At recess, I tried to forget how she treated me in the morning. I came up to her and we went out for recess. But she was laughing and whispering about something with another classmate the whole time. I wanted to know what she was talking about. I wanted to know why she was staring at me every time she laughed.
It did not take very long before I realized that she became meaner and meaner. She was turning into someone that wasn't her anymore, or maybe that’s who she really was.
I still tried to give her smiles sometimes when I confronted her, but she returned them with cold glares.
"Hey, look what I brought today! Pocky, strawberry-flavoured Pocky!" I tried to catch her attention.
It worked. "Can I have one, Laura?" she gave me a fake smile.
"Sure, anything for you, my friend." I said.
She took one piece and ate it quickly. Then she took another... then another...
"Since you like it so much, maybe you should have the whole thing." I threw to her sarcastically.
“What are you doing? That’s your recess snack! Why are you being so nice to her even though she treats you like a nuisance?” a voice in my head shouted angrily.
Without even a “thank you,” she took the whole thing and demanded, "Since you are so willing to give me this, you will have to give me another one tomorrow, OK?"
“What?! What did she just say?!” I couldn’t believe my ears.
"Sure, I have a lot, so why not?" I lied.
“Laura, you big idiot” I thought.
The next day, I gave her my Pocky just as I promised, and she was satisfied.
"Can I have one?" I asked.
"No," she said, putting one in her mouth.
"But I gave it to you!" I was furious.
"Exactly. You gave it to me. Which means, this is mine now. And you can't have any, because it’s not yours anymore." She said coldly.
She made me speechless.
I really wanted to scold her: "You cold, selflish, arrogant, two-faced idiot!" But I swallowed it up and ended up with a helpless, "Ha ha, you’re right."

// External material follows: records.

PR #709, opened 2022-07-06
Email small teams

morganbr:
Add email small teams button to admin teams page and list emails on the build mailer page

### DIFF
--- a/ServerCore/Pages/Events/Mailer.cshtml.cs
+++ b/ServerCore/Pages/Events/Mailer.cshtml.cs
@@ -20,7 +20,8 @@ namespace ServerCore.Pages.Events
         {
             Players,
             PrimaryContacts,
-            NonSolvers
+            NonSolvers,
+            SmallTeams
         }
 
         [BindProperty]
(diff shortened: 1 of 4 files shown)


ServerCore/Pages/Events/Mailer.cshtml.cs
```diff
@@ -129,11 +145,36 @@ public async Task<IActionResult> OnPostAsync()
 
                     addresses = primariesSplit;
                     break;
-            }
 
-            MailHelper.Singleton.SendPlaintextBcc(addresses, MailSubject, MailBody);
+                case MailGroup.SmallTeams:
+                    List<string> smallTeamPlayers = new List<string>();
```
tabascq, line 150: unused?

morganbr: Oops, yes, removed.

tabascq (approved):
I think sending bulk mail based on this output is inadvisable because the mails will go to junk and not be acted on, but this is a great way to harvest the list of people to send mail to.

She didn't just treat me like a nuisance; she treated me like dirt, used me as a slave and pushed me around like I was nothing. She forced me to do things I didn't want to: give her my recess snacks, do homework for her, say prayers (even though I wasn't religious), and most serious of all, lie to my parents. She almost made me throw away my necklace because it was against her religion and she told me to lie to my mom about it.
If I didn't do any of these things, she would scare me with the same cold threat: "I won't be your friend anymore if you don't do it." She knew she was my only friend. She knew I would be the same old lonely self again if she left me. She knew I would obey her. And she knew I was just a toy she could amuse herself with. I hated her, I really, really hated her, but I knew that she was right, she was my only friend.
Three years have past. Now I have more friends in school, real, good friends. In retrospect, I really regret of not telling my parents about my first “friend.” How much easier it would be if I told my parents or my teacher about my painful experience? Thank god, my parents transferred me to another school a year later.